Tax Changes in Maine’s Biennial Budget – The Good, the Bad and the Ugly
By Merrill Barter, Tax Director
The Maine legislature successfully overrode Governor LePage’s veto to pass a biennial budget, thereby avoiding a state government shut-down. The budget bill contained numerous changes to Maine’s tax laws, some of which will have a significant impact on taxpayers’ returns for 2013 and beyond.
- The bill updated Maine’s conformity with the Internal Revenue Code to reference laws in effect on January 2, 2013 (previously December 31, 2011). This means that Maine’s tax laws now include the “extenders” that were included in the American Taxpayer Relief Act of 2012 signed by President Obama on January 2, 2013, including the increased Section 179 expense limits.

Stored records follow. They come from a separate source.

PR #149, opened 2024-07-13
NUT-11: `SIG_ALL` sign aggregated message all inputs and ouptuts

callebtc:
This PR specifies the signature flag `SIG_ALL` for swap and for melt transactions involving P2PK-locked or HTLC-locked inputs. It also adds a new tag for P2PK (also used in HTLC) called `n_sigs_refund` that specifies the signature threshold for the `refund` pubkeys (enforced after a timelock).

`SIG_ALL` means that the witness of the _first input_ must be a signature on an concatenated message of the form `proof.secret_n.. . || output.B'_n...` in the case of a swap covering all of the inputs' `secret` fields and all of the outputs' blinded message fields `B_`. In the case of a melt, we also need to include the `quote_id` in the signed message.

##### Aggregation for `swap`

If a swap transaction has `n` inputs and `m` outputs, the message to sign becomes:

```
msg = secret_0 || ... || secret_n || B_0 || ... || B_m
```

##### Aggregation for `melt`

For a melt transaction, the message to sign is composed of all the inputs, the quote ID being paid, and the [NUT-08][08] blank `outputs`.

- The Capital Investment Credit, originally set to expire after 2012, was extended through 2013, although at a lower rate. For tax years beginning in 2013, a taxpayer may compute a nonrefundable income tax credit equal to 9% (previously 10%) of the bonus depreciation on assets placed in service in Maine during the tax year. The amount of the bonus depreciation used to compute the credit is an addition modification when computing Maine taxable income (thus avoiding “double dipping”), and any unused credit can be carried forward for up to 20 years.
- A refundable “property tax fairness credit” was created for tax years beginning in 2013 and thereafter. This credit will be available to Maine residents with state AGI of up to $40,000, and may refund up to 40% of the amounts by which the property taxes paid (or rent constituting property taxes paid) exceed 10% of the taxpayer’s Maine AGI. The credit cannot exceed $300 ($400 for taxpayers 70 and older). This credit replaces the state’s Circuit Breaker program. Note that for some taxpayers, this credit may be “bad or ugly” because (1) the maximum benefit from the new credit is lower than the maximum available under the Circuit Breaker program and (2) the new credit can be obtained only by filing a Maine income tax return, which was not required under the Circuit Breaker program.
- The sales tax rate was increased from 5% to 5.5%. The increase will be effective from October 1, 2013 through June 30, 2015.
- The sales tax net was cast wider. For example, it includes products transferred electronically.
- The sales tax rate on prepared meals and lodging was increased from 7% to 8% for the period from October 1, 2013 through June 30, 2015.
- The bill amended Maine’s standard deduction for joint filers so that it does not conform to the larger federal standard deduction that was permanently enacted as part of the ATRA. Maine’s standard deduction amounts for 2013 for joint filers and married individuals filing separate returns will be $10,150 and $5,075, respectively (in contrast to the corresponding federal amounts of $12,200 and $6,100).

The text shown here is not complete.